LendingTree hit with suit connected to Snowflake hack

A data breach at LendingTree's subsidiary, QuoteWizard, last year continues to affect the company today.

In a recently filed suit, two LendingTree consumers accuse the financial services marketplace of failing to have the proper safety measures in place to safeguard customer data.

"Hundreds of millions of consumers" who used LendingTree allegedly had their data leaked during a cybersecurity incident tied to a broader attack on customers of data storage company Snowflake.

Data was exposed via the Snowflake hack because Lendingtree lacked the protocols to keep it safe, including having two-factor authentication in place, the complaint argues. Following the attack, the unidentified threat actors were auctioning off the consumer data, a source told Insurance Journal last year.

"These companies collectively flouted relevant governmental guidance, regulations, statutes, and industry standards," Linda Pierce, a Texas-resident, and Nathan Thomas, a Washington-based resident, argue in their suit filed Feb. 3. LendingTree did not immediately respond to a request for comment Thursday.

The financial services platform previously denied that the breach compromised its data, noting the attack "didn't affect information linked to the parent company or financial account information of QuoteWizard customers."

But the plaintiffs argue otherwise. 

Pierce and Thomas claim they both experienced fraud-related events in the aftermath of the attack. Pierce, who applied for a loan through Lendingtree, has seen a surge of notices from a credit monitoring company that her personal information was on the dark web. She has also been bombarded with spam calls and texts, litigation said.

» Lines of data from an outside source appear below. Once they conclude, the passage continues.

PR #228, opened 2018-01-22
Convert verification scripts to use prometheus

### LINKED ISSUE #180: Basic monitoring
As part of #172, and as a step towards #16, we need to set up some infrastructure that can monitor different parts of a cluster, either during setup or production.

At some point, this will plug into Prometheus, probably, but we need a broader system, so that we have something that works before we can launch prometheus.

This will monitor elements that include, but are not limited to:

  * That each node is online.
  * ~That each systemd service is running on each node.~ deferred, since this isn't necessary to replace the existing verification scripts.
  * That etcd is healthy.
  * That kubernetes is healthy.
  * That containers can be pulled from the registry.
  * That the core cluster services (flannel, dns-addon) are actively running.
  * That the flannel overlay network is functioning.
  * That DNS is actively accessible (via the dns-addon).
  * That SSH access is possible via cluster auth.

### LINKED ISSUE #195: Convert verification scripts to be based on prometheus monitoring
As part of #180, we're moving the verification scripts to have all of their necessary data be tracked by the monitoring system. Once that's done (#190, #191, #192, #193, #194), we can convert the verification scripts, which is this issue.

### LINKED ISSUE #203: spire seq ssh runs spire verify ssh-with-certs too soon
In some cases, the SSH daemon doesn't have enough time to restart (I think?), leading to this error:

    -- verify ssh access to supervisor  (35/35) --
    Permission denied (publickey).
    command failed: ssh check failed: Command '['ssh', '-o', 'StrictHostKeyChecking=
    yes', '-o', 'ConnectTimeout=1', '-i', '/home/user/dc6-proto1/ssh-key', 'root@egg
    -sandwich.mit.edu', 'echo', 'confirmed']' returned non-zero exit status 255

If I immediately run `spire verify ssh-with-certs` manually, it passes, so I think this is just a tiny timing issue.

celskeggs:
Fixes #195. Fixes #180. Fixes #203.

~There is a known problem that the use of recording rules in prometheus leads to high latency for the verification scripts. This problem will be fixed in a later PR.~


building/build-debs/homeworld-admin-tools/src/configuration.py
```diff
@@ -317,6 +317,16 @@ def get_prometheus_yaml() -> str:
     return template.template("prometheus.yaml", kcli)
 
 
+EXPECTED_KUBERNETES_VER = "1.8.0"
+
+
+def get_prometheus_monitor_rules() -> str:
+    config = Config.load_from_project()
+    kcli = {"REGEXVER": EXPECTED_KUBERNETES_VER.replace(".", "[.]"),
+            "REGEXNODES": "|".join(node.hostname for node in config.nodes if node.kind == "master")}
```
krawthekrow: Hostnames could contain special characters, like dots.

celskeggs:
Hold off on reviewing this; my next set of changes deletes enough of this code that it doesn't make sense to review this checkpoint.

celskeggs:
Ready for review again.

PR #1638, opened 2019-12-19
Switch back az to non solrcloud (just in case PR)

dkinzer:


dkinzer:
Been long enough now that we can just close this.

PR #1647, opened 2020-01-06
BL-637 Move catalog solr conf to solrconfigs.xml.

dkinzer:
And,
* Update local docker.
* Set up correct configs for az, web and catalog content.
* Update circleci to use docker
* Update local and circleci to use solr8.


bibliotechy:
So, my reading is that the addition of the submodules is just a convenience for testing and local dev? 
Two questions I have are:
1) Any risk that code starts getting written that depends on their presence? 
2) Will you need to manage the submodule pointers to ensure the repos are pointing to the right config when running tests or local development? That seems like it could get complicated.

Not blocker concerns just wondering if you considered those issue in choosing submodules as opposed to a bash script to pull them in, etc.

dkinzer:
@bibliotechy yes, we would have to manage those.

I did  consider making the solr config repos  into a gems so that we'd get help managing.  I'm open to that, but it seems weird to do for configuration only/ non ruby repos.

On the other hand, submodules has a benefit that we can cd into submodule folders and push PRs to submodules repos directly from there.

dkinzer:
> Any risk that code starts getting written that depends on their presence?

I think this is very much mitigated by the fact that in our solrcloud set up we need to create tagged releases and we manage those using aliases.  So we're more likely to forget to create a release and update our solr URLs to point to the new release.  But that will be an issue regardless of wether we use submodules ore not and we would catch that on qa and stage.

ebtoner:
BL ticket reference should be BL-673, not BL-637.

PR #1670, opened 2020-01-20
BL-1048 Message on open shelving materials

sensei100:
- We currently display a banner message on all items that are in the MAIN library.  This is misleading for items that are not in the bookbot, but are also not on open shelving(reserves, reference, etc.)
- Refactors the code to display the message based on location and library.  The message should display for any items found in these locations: hirsch, juvenile, leisure, newbooks, stacks

### DIFF
--- a/app/helpers/availability_helper.rb
+++ b/app/helpers/availability_helper.rb
@@ -88,7 +88,7 @@ module AvailabilityHelper
     when "SCRC"
       render partial: "scrc_instructions", locals: { key: key, document: document }
     when "MAIN"
-      if main_stacks_message(key, document) == true
+      if main_stacks_message(key, document)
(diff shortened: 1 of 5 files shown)


app/helpers/availability_helper.rb
```diff
@@ -74,14 +74,23 @@ def availability_alert(document)
...
+
   def library_specific_instructions(key, document)
     case key
     when "ASRS"
       render partial: "asrs_instructions", locals: { key: key }
     when "SCRC"
       render partial: "scrc_instructions", locals: { key: key, document: document }
     when "MAIN"
-      render partial: "main_open_shelving_instructions", locals: { key: key }
+      if main_stacks_message(key, document) == true
```
dkinzer:
```suggestion
      if main_stacks_message(key, document)
```

PR #1675, opened 2020-01-30
Allow getting a list of collections via Alma::Electronic::Collections API.

dkinzer:


sensei100:
@dkinzer Should this be closed now that you did the work in a different way?

dkinzer:
Yup, this is no longer good.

Meanwhile, Thomas, who experienced similar grievances to Pierce, also had fraudulent charges on his card totaling $400 and an unauthorized bank account was opened in his name.

Both plaintiffs, who are asking a North Carolina federal court to certify the suit as a class action, say they've spent ample time and expenses mitigating the imminent and substantial risk of data misuse. They are also asking for undisclosed monetary damages. 

Similar class-action suits filed against other big players in the financial services space, such as Mr. Cooper and Academy Mortgage, have struggled to prove that leaked PII caused harm to all consumers included in the complaints. Mr. Cooper has argued that plaintiffs suing it for its hack — which leaked the social security numbers of 14.7 million customerscannot prove Article III injury. (This standing requires plaintiffs to show they suffered or are about to suffer a concrete harm that is caused by the defendant's actions.) 

This is despite plaintiffs previously detailing several alleged aftermaths of the hack, including one Mr. Cooper customer having $25,000 stolen from her Charles Schwab account and another having 11 credit cards opened in their name.

The mortgage servicer has moved to dismiss the suit, though the case as of Feb. 6 is still pending. The lawsuit filed against Academy Mortgage over its 2023 hack was recently dismissed for failing to provide sufficient evidence of harm.